Of course it’s gratifying to see that Roxanne Carr has wrung damages from the Ottawa Police—nine years after she was brutalized by several Ottawa cops.
But let’s not break out the champagne just yet, OK?
Does the name “Julie Cayer” ring a bell? It should. A cop named Martin Cardinal, who smashed her head repeatedly into a car hood—after checking to see no one was watching—got a Wikipedia entry over that one. His punishment was positively Draconian, mind you: he got a conditional discharge, was docked a whole eight days pay, and was reinstated as an Ottawa police officer.
Then there was the manhandling of Leslie DeFazio.
And let us not forget Sgt.
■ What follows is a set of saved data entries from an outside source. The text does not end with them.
PR #421, opened 2026-07-16
fix(metrics): track duplicate rows in columnar and record-batch engines

### LINKED ISSUE #417: Cross-engine parity: columnar engine skips duplicate-row detection on files with nulls, changing the quality score
Found while dogfooding on master (583e2d8). Violates the output contract in AGENTS.md: *profile numbers must be identical regardless of which engine produced them*.

## Repro

```python
import dataprof as dp
f = "examples/test_datasets/sensor_data_outliers.csv"
dp.profile(f, engine="incremental").quality_score  # 83.81
dp.profile(f, engine="columnar").quality_score     # 76.41
```

The uniqueness facts show why: incremental reports `rows_checked: 9`, columnar reports `rows_checked: 0`. Same on `sample_data.csv` (93.75 vs 87.5 on the uniqueness dimension). `large_dataset.csv` (no nulls) is identical across engines.

## Root cause

Duplicate-row detection has two paths (`uniqueness.rs`):
1. a full-stream `RowDuplicateSummary` tracker — wired only into the incremental/async engines (`streaming_stats.rs`, `incremental.rs`);
2. a sample-based exact scan that correctly refuses to run on misaligned samples (nulls never enter the reservoir, so any column with nulls breaks row alignment) and returns "not assessed".

The columnar CSV engine has no tracker, so on any file with nulls its duplicate component silently becomes "not assessed" and the uniqueness dimension renormalizes to key-uniqueness only — a different score for the same bytes.

## Direction

Wire a row-duplicate tracker into the columnar engine (the Parquet record-batch path appears to have one — `ecommerce.parquet` reports `rows_checked: 15`), or explicitly mark the dimension's duplicate component as not-assessed in a way that cross-engine parity tests catch. Extend the parity suite with a nulls-bearing fixture: the current parity gap survives precisely because the aligned-sample case works.

## Acceptance criteria

- [ ] `engine="incremental"` and `engine="columnar"` produce identical uniqueness facts and overall score on files with nulls
- [ ] Cross-engine parity tests include at least one fixture with nulls in several columns

AndreaBozzo:
Closes #417.

## Problem

`engine="incremental"` and `engine="columnar"` produced **different quality scores for the same bytes** whenever any column contained nulls (e.g. `sensor_data_outliers.csv`: 83.81 vs 76.41). Only the incremental/async engines fed a full-stream `RowUniquenessTracker`; the columnar paths fell back to the sample-based duplicate scan, which correctly refuses to run on null-misaligned reservoirs — so the uniqueness dimension silently lost its duplicate component and renormalized differently.

## Fix

A shared `observe_batch_rows()` helper (in `record_batch_analyzer`) folds every row of a `RecordBatch` into the existing `RowUniquenessTracker` using the **same length-prefixed signature encoding as the incremental engine** (null → empty field), so duplicate counts agree across engines by construction. Wired into every previously-untracked assembler site:

- `ArrowProfiler` CSV batch loop (the `engine="columnar"` headline)
- Parquet file parser and Parquet-over-HTTP (via `RecordBatchAnalyzer`)
- Python DataFrame and Arrow-capsule bindings (same analyzer)
- the dependency-free dict/rows path (`profile_columns`)

`RowUniquenessTracker` is now exported from `dataprof-runtime`.

The last site was caught by the existing test suite mid-review: wiring the DataFrame path but not the dict path made *those two* disagree (88.94 vs 91.02) — the ad-hoc-vs-pandas parity test failed exactly as designed. All input paths now assess duplicates identically.

## Tests

- `cross_engine_consistency.rs`: nulls+duplicates fixture asserting identical uniqueness facts **and identical overall score** across incremental/columnar, plus a no-nulls regression guard
- `test_engine_parity.py`: same fixture through the Python surface, plus a DataFrame/Arrow-input duplicate-tracking test

## Verification (live, not just tests)

All five input surfaces drove the same 4-row nulls+duplicate dataset to identical facts (`rows_checked=4, duplicate_rows=1, exact`): CSV both engines, dict, parquet file, pandas, polars. Original repro files now MATCH (83.81/83.81, 87.65/87.65). Scale check: 500k rows — columnar 0.37s vs incremental 0.98s with the tracker active, both flagging the HLL spill as approximate.

Gates: `cargo test --workspace` (25 suites), `pytest python/tests/` (326 passed), fmt/clippy/ruff clean.

### DIFF
--- a/crates/dataprof-parquet/src/arrow_profiler.rs
+++ b/crates/dataprof-parquet/src/arrow_profiler.rs
@@ -1,4 +1,4 @@
-use crate::record_batch_analyzer::observe_batch_rows;
+use crate::record_batch_analyzer::BatchRowTracker;
 use arrow::array::*;
 use arrow::csv::ReaderBuilder;
 use arrow::datatypes::*;
@@ -10,8 +10,7 @@ use dataprof_csv::CsvParserConfig;
 use dataprof_metrics::CardinalityEstimator;
 use dataprof_metrics::analysis::inference::{infer_type, is_null_like_token};
 use dataprof_runtime::{
-    ColumnProfileInput, ProfileReport, ReportAssembler, RowUniquenessTracker, TextLengths,
-    build_column_profile,
+    ColumnProfileInput, ProfileReport, ReportAssembler, TextLengths, build_column_profile,
 };
 use std::fs::File;
 use std::path::Path;
@@ -142,7 +141,7 @@ impl ArrowProfiler {
         // reservoirs are misaligned (any column with nulls) would silently
         // skip the duplicate component of the uniqueness dimension — breaking
         // cross-engine score parity with the incremental engine.
-        let mut row_tracker = RowUniquenessTracker::default();
+        let mut row_tracker = BatchRowTracker::default();
 
         // The Arrow CSV reader has no row cap, so enforce it here: stop once the
         // limit is reached and slice the batch that straddles it, keeping the row
@@ -166,11 +165,7 @@ impl ArrowProfiler {
             }
 
             total_rows += batch.num_rows();
-            observe_batch_rows(&mut row_tracker, &batch).map_err(|error| {
-                DataProfilerError::ArrowError {
-                    message: error.to_string(),
-                }
-            })?;
+            row_tracker.observe_batch(&batch);
 
             // Process each column in the batch
             for (col_idx, column) in batch.columns().iter().enumerate() {
--- a/crates/dataprof-parquet/src/arrow_profiler.rs
+++ b/crates/dataprof-parquet/src/arrow_profiler.rs
@@ -1,3 +1,4 @@
+use crate::record_batch_analyzer::observe_batch_rows;
 use arrow::array::*;
 use arrow::csv::ReaderBuilder;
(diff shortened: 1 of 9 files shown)


AndreaBozzo:
Both Copilot findings addressed in f78e654:

**Public surface**: `observe_batch_rows` is no longer `pub` — callers go through a crate-private `BatchRowTracker` wrapper, so nothing new leaks into the dataprof-parquet (or re-exported dataprof-engines) API.

**Formatter failure**: agreed the whole profile must not fail over an auxiliary metric, but the suggested per-cell placeholder fallback (the `process_generic_array` pattern) would be wrong *for this metric*: index-suffixed placeholders make identical rows look distinct (masking real duplicates), and constant placeholders make distinct rows look identical (fabricating duplicates) — exactly the plausible-but-wrong number class this crate bans. Instead, `BatchRowTracker` disables itself on the first unformattable batch and `summary()` returns `None`, so the duplicate component reads "not assessed" (the pre-fix behavior, but now only for genuinely unrenderable Arrow types) while the profile succeeds. The contract is documented on the type.

Gates: clippy `-D warnings` clean, cross-engine suite 13/13, Python parity + API suites 275 passed after rebuild.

Stephen Desjourdy, who seems, in fairness, to be in a class by himself. He received a three-month demotion in 2008 for kicking an unarmed, kneeling woman in the back, smashing her head into a toilet, and then Tasering her twice. Then he lost 20 days’ pay for savaging another woman, Stacy Bonds, just a few days after he had expressed “remorse” for the first incident.
Bogus charges against Bonds were thrown out by an angry judge. The charges against DeFazio and Carr were dropped. Cayer was never charged. And so it goes.
Want to stop violence against women? Why not start with those who serve and protect?